Дело княжны Саломеи - Хакимова Эля. Страница 40

— А брат?

— Брат, скажем, приехал за ним по поручению несчастного отца, решившего простить блудного сына и принять обратно в свои отеческие объятия.

— И поэтому послал за Зиновием человека, которого тот ненавидел всю жизнь? — недоверчиво закончил фантазию Призорова Максим Максимович.

— Как бы то ни было, Зиновий убил брата. Такова официальная версия на данный момент, — непреклонно постановил Призоров.

— В таком случае следует немедленно освободить остальных подозреваемых, — тут же воспользовался ситуацией Грушевский.

— Исключено. Зимородов и сын пока еще мне нужны здесь. А слуга подозревается в убийстве горничной. С таинственным ядом пока еще не все понятно.

— Вот, кстати, о яде! — хлопнул себя по лбу Грушевский. — Мы с Тюрком раздобыли нечто любопытное.
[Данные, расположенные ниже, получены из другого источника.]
Issue #533, opened 2019-07-17
Use cli param value as a source of globally disabled rules


idntfy:
**Context**
* #503 - adds support for globally disabled rules through editorconfig
    >\# Comma-separated list of rules to disable (Since 0.34.0)
    >\# Note that rules in any ruleset other than the standard ruleset will need to be prefixed 
    >\# by the ruleset identifier.
    >disabled_rules=no-wildcard-imports,experimental:annotation,my-custom-ruleset:my-custom-rule

* #48 - summarising, is a very long discussion about abusing the authority by enabling no-wildcard-import by default in the tool we all love.

**This issue is an attempt to find a pragmatic consensus.**

Although it would seem that #503 could resolve the situation around #48 but it still hurts the wide adoption of the tool.

On a scale it's really hard to adopt now when it's enabled. We have both big number of projects and even more bigger number of developers. Committing .editorconfig to all the projects or asking everyone to call --apply-to-idea-project are just no way to go, because it cannot be centralized thus hardly manageable.

**The Proposal 1**

Introduce a cli param value of which would be used as a source to the functionality already introduced in #503 - so basically it's nothing new.

In this form it can be configured widely even across many projects, e.g. if parent-pom or some common maven/gradle plugin is used, without committing .editorconfig to all the projects and without asking an every single developer to change default idea settings by calling --apply-to-idea-project.

**The Proposal 2**

Create several sets of code styles:
* default, Jetbrains-based on official kotlin coding conventions and intelliJ idea default settings - this one is not supported now.
* android-specific, which would match google's recommendation for android development - it seems ktlint tends to support this standard.

Make it switchable through cli param. Thus all the parties - android developers and the rest - would use what they need.

----

Bottomline: while 2 could be too extreme, 1 is just a simple addition to the functionality that already exists.

shashachu:
An `--android` CLI param actually already exists, but it's not being used in this capacity. I don't think your proposal to move the no wildcards rule into and `android` ruleset is a bad, as it does exist only in the Android Kotlin styleguide. I admit that as an Android developer I'm biased towards that direction, but I don't have a good pulse on how non-Android Kotlin developers work. The reason I'm hesitant is that it opens the door to a lot of arguing about whether a rule should be android-only, and as far as I know, the no wildcard imports rule would be the only rule in the android ruleset. Let me give this some thought.

JakeWharton:
[...]

PR #534, opened 2019-07-17
Add --disabled_rules flag to CLI

shashachu:
Fixes https://github.com/pinterest/ktlint/issues/533

Note: command line flag will override `.editorconfig`


shashachu:
@idntfy FYI. thanks for the feedback.

Issue #526, opened 2019-07-15
Import alias flagged as unused import


gabrielittner:
Something like `import a.b.c.MyClass as SomeOtherName` is marked as an unused import after upgrading to 0.34.0.

shashachu:
@gabrielittner this is a regression in 0.34.0?

gabrielittner:
Yes. 0.33 was working without this issue on the same code

shashachu:
@gabrielittner could you provide a more complete code snippet? it looks like the rule attempts to handle import aliases (and tests that have import aliases are passing), so I want to understand what broke.

gabrielittner:
I will try to put together something reproducible tomorrow

shashachu:
@gabrielittner I'm going to revert the changes to the unused imports rule that we made in 0.34.0, and I suspect it will fix your issue, but when you have a repro case let me know and I can test.

shashachu:
@gabrielittner if you can provide your repro case, #535 is attempting to fix the regressions in 0.34.0, so we want to make sure your case is covered.

echorebel:
i also have this case.
`import com.product....JavaClass as AnotherName` in a Kotlin unit test in our case
will be removed with 0.34.
I might also try to put something together in case @gabrielittner doesn't have something already.

sowmyav24:
Similar example was provided in the PR review. It has been added as a test case and fixed now.

romtsn:
Fixed via #535

PR #535, opened 2019-07-18
Report unused imports when parent reference of the static import present

sowmyav24:
Fixes [#405 ](https://github.com/pinterest/ktlint/issues/405)
This PR contains the changes done in[#437 ]( https://github.com/pinterest/ktlint/pull/437) and in addition to it has the scenario covered that was reported in [#531](https://github.com/pinterest/ktlint/issues/531) .

Previously the redundant import did not consider the full import path. Added the check in this PR.

There is another issue reported in [#526 ](https://github.com/pinterest/ktlint/issues/526). Once the steps to reproduce is given, will add it as a test case in this PR to ensure no other regressions are caused.


ktlint-ruleset-standard/src/test/kotlin/com/pinterest/ktlint/ruleset/standard/NoUnusedImportsRuleTest.kt
```diff
@@ -316,4 +441,22 @@ class NoUnusedImportsRuleTest {
...
+        assertThat(
+            NoUnusedImportsRule().lint(
+                """
+                package com.foo
+
+                import android.text.Spannable
+                import androidx.core.text.toSpannable
+
+                fun foo(text: String): Spannable {
+                    return text.toSpannable()
```
shashachu: This is kind of a funny case because I realized that when I renamed the `text` parameter of `foo` to anything else, lint no longer fired. In this case it's not even a static import, it's just a function call with a variable that happens to match the name of an extension functino.

sowmyav24: Yes,  since there was import ending with `text.toSpannable`, the code asssumed it to be a static import. 😞 
In this PR, in addition to the prev fixes, just made sure parent import (with full package name check) exists.

ktlint-ruleset-standard/src/main/kotlin/com/pinterest/ktlint/ruleset/standard/NoUnusedImportsRule.kt
```diff
@@ -112,5 +126,43 @@ class NoUnusedImportsRule : Rule("no-unused-imports") {
         }
     }
 
+    // Builds a list of imports. Takes care of having aliases in case it is assigned to imports
+    private fun buildNonRedundantImports(text: String) {
+        val element = text.split("import").last().trim()
+        if (element.contains("as ")) {
+            imports.addAll(listOf(element.split("as").first().replace("`", "").trim(), element.split("as").last().trim()))
```
gersonsosa:
```suggestion
            imports.addAll(listOf(element.split(" as ").first().replace("`", "").trim(), element.split(" as ").last().trim()))
```

There is a bug here when the import contains the letter "as" for example `com.fastcompany.foo.Anything` this will cut the whole import in the wrong place and end up reporting unused import

gersonsosa: If you use the following test is going to fail
```
    @Test
    fun `Should not report unused here`() {
        assertThat(
            NoUnusedImportsRule().lint(
                """
                package com.fastcompany.foo

                import com.fastcompany.common.Awesome as CommonAsset

                class SomeConfig {
                
                    fun fooFunction() = CommonAsset()
                }

                """.trimIndent()
            )
        ).isEmpty()
    }
```

sowmyav24: Thank you for this test ! In addition to it, i changed the contains condition above it also to `contains(" as ") ` and added one more test to check that.

ktlint-ruleset-standard/src/main/kotlin/com/pinterest/ktlint/ruleset/standard/NoUnusedImportsRule.kt
```diff
@@ -112,5 +126,43 @@ class NoUnusedImportsRule : Rule("no-unused-imports") {
         }
     }
 
+    // Builds a list of imports. Takes care of having aliases in case it is assigned to imports
+    private fun buildNonRedundantImports(text: String) {
+        val element = text.split("import").last().trim()
+        if (element.contains(" as ")) {
```
shashachu: there is an ElementType for the `as` keyword: `~.c.i.p.impl.source.tree.LeafPsiElement (AS_KEYWORD) "as"`

Is it possible to check that instead? Seems slightly more robust than text matching.

ktlint-ruleset-standard/src/main/kotlin/com/pinterest/ktlint/ruleset/standard/NoUnusedImportsRule.kt
```diff
@@ -112,5 +126,43 @@ class NoUnusedImportsRule : Rule("no-unused-imports") {
...
+            imports.addAll(listOf(element.split(" as ").first().replace("`", "").trim(), element.split("as").last().trim()))
```
shashachu: should that second param be checking for `" as "` too?

sowmyav24: Pulled the `" as "`  into a variable so as to avoid misses in check

ktlint-ruleset-standard/src/main/kotlin/com/pinterest/ktlint/ruleset/standard/NoUnusedImportsRule.kt
sowmyav24: That would help. But in this function, the import is sent as a String. The presence of " as " keyword comes in the subsequent node visits.

PR #561, opened 2019-08-15
Replace editorconfig parser to ec4j.

Tapchicoma:
Replace custom editorconfig parser to https://github.com/ec4j/ec4j.


Tapchicoma:
Not sure if we still support maven builds. If yes, I will add ec4j dependency to maven as well.

PR #566, opened 2019-08-27
Remove maven dependency resolver.

### LINKED ISSUE #451: Remove MavenDependencyResolver

Tapchicoma:
Also has to remove classpath check as jar does not contain any dependecies.

Classpath loading support for Java 9+ could be implemented in some another PR (possibly via #495).

Closes #451


shashachu:
great, thank you!

cc @bethcutler

Issue #582, opened 2019-09-16
Customize console output color?


AdamMc331:
I was looking at the console logs of one of my builds recently that had KtLint errors, and at first they didn't stand out to me. I have the color option on, but noticed that when we color things, they're gray by default: https://github.com/pinterest/ktlint/blob/master/ktlint-reporter-plain/src/main/kotlin/com/pinterest/ktlint/reporter/plain/PlainReporter.kt#L56

Against a black console, this doesn't really stand out to me. Other code quality tools like Detekt will output these using a sharper color like yellow. 

I'm curious if we could change the color to something that stands out a little more against a dark console, or if the output color is something that could be customized? 

An example of how hard this was to read:

<img width="1077" alt="Screen Shot 2019-09-16 at 9 35 05 AM" src="https://user-images.githubusercontent.com/9515997/64966796-7192ed00-d86d-11e9-9661-a773a05fd5c4.png">

Comparison to Detekt:

<img width="1111" alt="Screen Shot 2019-09-16 at 9 35 22 AM" src="https://user-images.githubusercontent.com/9515997/64966831-80799f80-d86d-11e9-9569-f4e3cce55ed7.png">

shashachu:
Well it wouldn't be very plain then, would it? :)

I don't have strong feelings about this either way - you could easily write another custom reporter with nice colors, or this could be customizable...maybe by passing a color to the `--color` flag? e.g. `ktlint --color="(255, 0, 0)"` or something

AdamMc331:
I like that idea! I notice we already have a bunch of colors defined here: https://github.com/pinterest/ktlint/blob/master/ktlint-reporter-plain/src/main/kotlin/com/pinterest/ktlint/reporter/plain/internal/Color.kt

Ideally I could reference these, and maybe we can do `--color="RED"` and parse the color from that name. If no name is supplied, it could just default to the DARK_GRAY` we already use. 

I don't know much about how KtLint works now and it may take me a while to figure out how to implement this but I will try. If anyone sees this and knows a quick way to the solution feel free to take it from me. :)

AdamMc331:
Here's my take on that: https://github.com/pinterest/ktlint/pull/585

Tapchicoma:
Closed via #585

PR #584, opened 2019-09-17
Add support for custom output colors

AdamMc331:
## Summary

I recently submitted this issue because the console output colors were difficult to read against a dark terminal: #582 

For a proposed solution, I added a new flag called `outputColor` that end users can supply any color name found here: https://github.com/pinterest/ktlint/blob/master/ktlint-reporter-plain/src/main/kotlin/com/pinterest/ktlint/reporter/plain/internal/Color.kt

If not supplied, or an invalid name is supplied, we default to DARK_GRAY, which was the hardcoded value from before. 

## How This Was Tested

I've added unit tests on `PlainReporterProvider` which verify the color values passed in the map of strings get mapped to the correct values. I also added a new test on `PlainReporter` which verifies the color output is what we expect. 

I also tested this manually. Here it is with just `--color` set:

Screen Shot 2019-09-17 at 12 20 09 PM

And here is one with `--color --outputColor="RED"`:

Screen Shot 2019-09-17 at 12 20 34 PM

### DIFF
--- a/ktlint-reporter-plain/src/main/kotlin/com/pinterest/ktlint/reporter/plain/PlainReporter.kt
+++ b/ktlint-reporter-plain/src/main/kotlin/com/pinterest/ktlint/reporter/plain/PlainReporter.kt
@@ -13,7 +13,8 @@ class PlainReporter(
     val out: PrintStream,
     val verbose: Boolean = false,
     val groupByFile: Boolean = false,
-    val color: Boolean = false,
+    val shouldColorOutput: Boolean = false,
+    val outputColor: Color = Color.DARK_GRAY,
     val pad: Boolean = false
 ) : Reporter {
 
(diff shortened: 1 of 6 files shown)


AdamMc331:
I would have loved to add something like `--color="RED"` instead, but given the way command line arguments I couldn't quite figure it out. 

I started by changing the property type of color to `String`, but then if I just put `--color` as an argument, it told me I didn't have a value. 

If I supplied a default value, say `DARK_GRAY`, then when I ran without any command line arguments, DARK_GRAY is applied too, which is not the expected behavior. 

If anyone knows how we can tell the difference between:

- no arguments
- --color
- --color="RED"

I think that would be much more user friendly, but I couldn't figure it out so I thought I would try and see how you felt about this solution.

AdamMc331:
Update: I figured out how to handle the above, going to close this and reopen when I've resolved this case.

Кое у кого имелся мотив отравить княжну (бедная Феня оказалась случайной жертвой, я вам объясню, каким образом). Вот как раз сейчас Василий Михайлович выясняет, совпадает ли яд, принадлежащий одной нашей новой знакомой, с тем, что фигурирует в деле.

И он вкратце рассказал о госпоже Чесноковой-Белосельской, не преминув по пути еще раз поразиться практическому применению гипнотических способностей. На протяжении рассказа Призоров несколько раз менялся в цвете и совсем спал с лица к тому моменту, когда речь зашла о ловкости рук Ивана Карловича.

— Да вы что? Совсем меня сгубить хотите? Вы же меня под монастырь подводите своей инициативой! Это незаконно, как я объясню прокурору, откуда у меня кинжал? Да надо мной смеяться будут все безусые товарищи прокурора и пьяницы-письмоводители от Самары до Тамбова! — орал Призоров, хватаясь за голову, наподобие актера в новой драме.

— Мы… — начал было Тюрк.

— Молитесь, чтобы яд был не тот, и чтобы вы могли вернуть кинжал этой Чесноковой с извинениями в придачу. У нее отец генерал! Он может такую веселую жизнь мне устроить…

— Ну, успокойтесь, Владимир Дмитрич, ничего страшного не случилось. Если Ивану Карловичу удалось незаметно вынуть кинжал, то, уж будьте уверены, он сумеет его и вернуть так же незаметно. Ведь правда же, Иван Карлович? — с надеждой обратился к Тюрку Грушевский, незаметно подмигивая ему, мол, подыграй, успокой беднягу!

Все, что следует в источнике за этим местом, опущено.